Fellow protester, Becca P. Singer , an aspiring pop vocalist, said big corporations, such as RCA and Sony have ruined her career by repeatedly rejecting her songs.

"Capitalism just ain't working for me," she said. "I'm here to protest Wall Street because it allows the rich to get richer while I just get poorer."

Sculptor Chip Stone said he joined Occupy Wall Street because banks were bailed out by the federal government while his rock statues remain unsold.

"I work at least 20 hours a week," he said, "and I deserve to be paid at least half as much as a bank president who works 40 hours a week."

Unemployed auto mechanic Mayne Teign Fords said he decided to join the Wall Street protest because the government's Cash for Clunkers program hurt his business.

"There were millions of used cars and trucks that mechanics like me were maintaining," he said, "but people who were rich enough to afford a new high-mileage Japanese vehicle got money to have their old cars crushed, and suddenly I was out of work."

Seattle conceptual artist Mimi Allin, who said her greatest artistic accomplishment was lying on the ground repeatedly in a circle around Mount Rainier, told radio host Michael Medved that she would have gone to the Wall Street protests but doesn't have enough time or money, despite having received $5,800 in taxpayer funds for redecorating a "big green thing," a city statue that she covered with blue butterflies fashioned from silk.

"Wall Street enables companies to make unnecessary materialistic things — things we don't need," she said. "Noise polluters like radios and Ipods, global warming polluters such as motorized automobiles, and sight polluters such as televisions. We must stop what some like to call progress so that we all can get back to nature."

Wisconsin second-grade public school teacher Miss Inga Page said she received money from her union to attend the protest in New York.

"The biggest enemy of public education is private education," she said, "Most Wall Street types are rich enough to send their kids to private schools.

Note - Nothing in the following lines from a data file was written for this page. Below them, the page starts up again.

PR #907, opened 2024-03-20
[changelog] Make changelog consumer creation parallel in VeniceChangelogConsumerClientFactory

sixpluszero:
## [changelog] Make changelog consumer creation parallel in VeniceChangelogConsumerClientFactory
In user onboarding we noticed that multiple consumer will spent extra time on creation. During log investigation, we found that this factory method is the root cause. 
The synchronized keyword makes consumer creation sequential, including Apache consumer creation and StorageService restoration. Each of them could take 1-2s so in total it took ~11 in practice to complete. 
This change should make it truly parallel in creation and save ~10s during bootstrap.

## How was this PR tested?

N/A

### DIFF
--- a/clients/da-vinci-client/src/main/java/com/linkedin/davinci/consumer/VeniceChangelogConsumerClientFactory.java
+++ b/clients/da-vinci-client/src/main/java/com/linkedin/davinci/consumer/VeniceChangelogConsumerClientFactory.java
@@ -58,7 +58,7 @@ public class VeniceChangelogConsumerClientFactory {
   /**
    * Default method to create a {@link VeniceChangelogConsumer} given a storeName.
    */
-  public synchronized <K, V> VeniceChangelogConsumer<K, V> getChangelogConsumer(String storeName) {
+  public <K, V> VeniceChangelogConsumer<K, V> getChangelogConsumer(String storeName) {
     return getChangelogConsumer(storeName, null);
   }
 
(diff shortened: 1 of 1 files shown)


clients/da-vinci-client/src/main/java/com/linkedin/davinci/consumer/VeniceChangelogConsumerClientFactory.java
```diff
@@ -98,29 +100,25 @@ public synchronized <K, V> BootstrappingVeniceChangelogConsumer<K, V> getBootstr
...
-
-      return new LocalBootstrappingVeniceChangelogConsumer(
-          newStoreChangelogClientConfig,
-          consumer != null
-              ? consumer
-              : getConsumer(newStoreChangelogClientConfig.getConsumerProperties(), consumerName),
-          consumerId);
-    });
+    return (BootstrappingVeniceChangelogConsumer<K, V>) storeClientMap
+        .computeIfAbsent(suffixConsumerIdToStore(storeName, consumerId), name -> {
```
sushantmane, line 107: can you change `storeClientMap` to `ConcurrentHashMap` so that to guarantee one consumer per client

clients/da-vinci-client/src/main/java/com/linkedin/davinci/consumer/VeniceChangelogConsumerClientFactory.java
```diff
@@ -23,6 +23,8 @@
 
 
 public class VeniceChangelogConsumerClientFactory {
+  private static final ApacheKafkaConsumerAdapterFactory kafkaConsumerAdapterFactory =
```
sushantmane, line 26: Can we use interface here `PubSubConsumerAdapterFactory`?

clients/da-vinci-client/src/main/java/com/linkedin/davinci/consumer/VeniceChangelogConsumerClientFactory.java
sixpluszero: Good catch. I prefer VeniceConcurrentHashMap directly everywhere if possible. Fixed.

sushantmane (dismissed):
LGTM! Thanks, @sixpluszero!

sushantmane (approved):

PR #934, opened 2024-04-05
[dvc] Add a new config to replace pid as instance name suffix

sixpluszero:
## [dvc] Add a new config to replace pid as instance name suffix
Using process pid as instance name suffix will not work for VPJ when application slice is performing large scale restart.
This PR introduces a new config as instance suffix to replace PID. And if the config is not specified, we will still use PID as fall back (but not recommended)
## How was this PR tested?

Modified existing integration test to verify the new config is adopted.


gaojieliu (commented):
Code change looks good, but the test is a little confusing as multiple applications can carry the same instance tag.
Maybe we should use something like: `app1_i001` to make it clear.

gaojieliu (approved):

PR #935, opened 2024-04-05
[controller] Adding blob transfer feature flag to store schema

ishwarya-citro:
## Adding Blob Transfer feature flag
Added a feature flag to turn on/off the blob transfer at store level
If the feature is on, it will allow snapshots of the blobs ([see PR](https://github.com/linkedin/venice/pull/914)) and enable download/upload blobs

## How was this PR tested?
CI Tests


internal/venice-common/src/main/java/com/linkedin/venice/controllerapi/UpdateStoreQueryParams.java
```diff
@@ -79,6 +79,8 @@
 import java.util.Optional;
 import java.util.stream.Collectors;
 
+import static com.linkedin.venice.controllerapi.ControllerApiConstants.*;
```
adamxchen, line 82: nit: not import all

internal/venice-common/src/main/java/com/linkedin/venice/meta/ReadOnlyStore.java
```diff
@@ -1333,6 +1333,14 @@ public boolean isUnusedSchemaDeletionEnabled() {
     return this.delegate.isUnusedSchemaDeletionEnabled();
   }
 
+  @Override
+  public void setBlobTransferEnabled(boolean blobTransferEnabled) {
+    throw new UnsupportedOperationException();
```
adamxchen, line 1338: nit: can we add some msgs?

internal/venice-common/src/main/java/com/linkedin/venice/meta/SystemStore.java
```diff
@@ -634,6 +634,14 @@ public long getMaxCompactionLagSeconds() {
     return zkSharedStore.getMaxCompactionLagSeconds();
   }
 
+  @Override
+  public void setBlobTransferEnabled(boolean blobTransferEnabled) {
+    throwUnsupportedOperationException("setBlobTransferEnabled");
```
adamxchen, line 639: nit: we can use have msg here

adamxchen (approved):
LGTM!

PR #939, opened 2024-04-11
[dvc][server]Enable leader complete status check for non Active-Active stores

m-nagarajan:
## Summary
PR [775](https://github.com/linkedin/venice/pull/775) introduced a feature for hybrid stores' followers to go ready to serve only after leader is marked completed. But it was disabled for non-AA stores as the Heartbeats (which this feature piggybacks on) are written only to local RT's but certain non-AA cases' LFSIT consumes only from parent RT.  One fix considered for these non-AA stores to get onboard to this feature was to write HB to parent RT as well. But as Parent RT is soon to be deprecated and we don't want to add more to it, this PR works around that considering the below aspects and enabling this feature for all stores except non-AA and `DRP=AGGREGATE` stores.
1. All incremental push stores should be Active-active by default.
2. All stores not on AA without incremental push except `DRP=AGGREGATE` will be reading from local RT. 

the long-term goal is to remove `DRP` completely and make all existing hybrid stores either:
1. AA: If cross region replication needed
2. non-AA: If cross region replication not needed

Also removed `LEADER_COMPLETE_STATE_UNKNOWN` and `firstHeartBeatSOSReceived` as it was introduced for deployment transition phase to start using this header. Config `SERVER_LEADER_COMPLETE_STATE_CHECK_IN_FOLLOWER_ENABLED` should be used to enable this feature after deployment.

## How was this PR tested?
GH CI

### DIFF
--- a/clients/da-vinci-client/src/main/java/com/linkedin/davinci/kafka/consumer/LeaderFollowerStoreIngestionTask.java
+++ b/clients/da-vinci-client/src/main/java/com/linkedin/davinci/kafka/consumer/LeaderFollowerStoreIngestionTask.java
@@ -10,7 +10,6 @@ import static com.linkedin.davinci.kafka.consumer.LeaderFollowerStateType.STANDB
 import static com.linkedin.venice.kafka.protocol.enums.ControlMessageType.END_OF_PUSH;
 import static com.linkedin.venice.kafka.protocol.enums.ControlMessageType.START_OF_SEGMENT;
 import static com.linkedin.venice.pubsub.api.PubSubMessageHeaders.VENICE_LEADER_COMPLETION_STATE_HEADER;
-import static com.linkedin.venice.writer.LeaderCompleteState.LEADER_COMPLETE_STATE_UNKNOWN;
 import static com.linkedin.venice.writer.VeniceWriter.APP_DEFAULT_LOGICAL_TS;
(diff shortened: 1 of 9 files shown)


clients/da-vinci-client/src/main/java/com/linkedin/davinci/kafka/consumer/LeaderFollowerStoreIngestionTask.java
```diff
@@ -1960,64 +1960,72 @@ protected boolean isHybridFollower(PartitionConsumptionState partitionConsumptio
...
+    return (getServerConfig().isLeaderCompleteStateCheckInFollowerEnabled() && this.hybridStoreConfig.isPresent()
+        && this.hybridStoreConfig.get().getDataReplicationPolicy() != DataReplicationPolicy.AGGREGATE);
+  }
+
   /**
    * Checks whether the lag is acceptable for hybrid stores
    * <p>
-   * leaderCompleteStateCheckEnabled is not used for non AA stores: as SIT reads from parent RT for non AA
-   * stores but HB is written to local RT. This should be enabled once all hybrid stores are made AA.
+   * If the instance is a hybrid standby or DaVinciClient: Also check if <br>
```
sushantmane, line 1976: Can we also add comment that leader completed check is done only if lag has caught up against VT?

sushantmane (approved):
LGTM! 

Thanks, @m-nagarajan!

PR #940, opened 2024-04-11
[admin-tool][server] Skip ACL checking for topic partition ingestion context query from admin tool for server host

haoxu07:
Topic partition ingestion context query is for debugging purpose, it will not access user' store's content, so it should not need the ACL check. 

Resolves #XXX

## How was this PR tested?

CI


huangminchn (approved):
Thanks Hao!

PR #943, opened 2024-04-15
[dvc] Split large batch-get to execute concurrently

gaojieliu:
Today, for large batch-get request, the latency will be high even the customer is using `MEMORY_BACKED_BY_DISK` mode. For example, in avg, the lookup latency is about 20us and for a request with 3k keys, the latency will be roughly 60ms, which is high and we often recommend customers to break it down into smaller chunks and execute these chunks in parallel. Now, this PR will add such support for batch-get as a default behavior.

So I'm for shutting down Wall Street."

Page said she supports Obama's move to replace "No Child Left Behind" with "Leave Dumb Kids Behind."

Underemployed instrumentalist Amanda Lynn was in tears as Skinnyreporter approached her at Utah's version of Occupy Wall Street, called Occupy SLC, which attracted about 200 anti-capitalists, one for every 15,000 residents of the state.

"I just found out Steve Jobs died," she wailed. "He did so much for my generation. I'm sure he would have been on our side."

She explained that demand for her services as a mandolin player has declined because many people illegally download music with technology invented by huge corporations.

"If it weren't for Wall Street and the bailed-out banks," she said, "people would still have to buy CDs, and I could make enough to live on."

Self-described starving student Nita Mehl said she joined the protest because she can't find a bank that will give her a student loan.

"Every single bank just gives me the runaround," she said. "Most of them tell me they don't give student loans anymore because the Democrats won't let them. And they expect me to believe that! Down with banks!"

City of New York business student C. Ken Cash, who has been paying for his tuition with profits from his growing T-shirt silkscreening business, said he joined the protest because he is angry that his future Social Security tax payments already have been spent to bail out large banks, the Government Motor Company (GMC) and other businesses too large to fail.

"The government is too big, there's too much corruption, big corporations buy too much influence, federal spending is out of control, and the government is trying to control everything in my life," he said. "I thought Occupy Wall Street was the best way to express my frustration, but then I ran into a correspondent for Sean Hannity, who got me interviewed by Mr. Hannity on national radio. I was surprised to find out that he believes the same things that I do, so I'm leaving to join the Tea Party."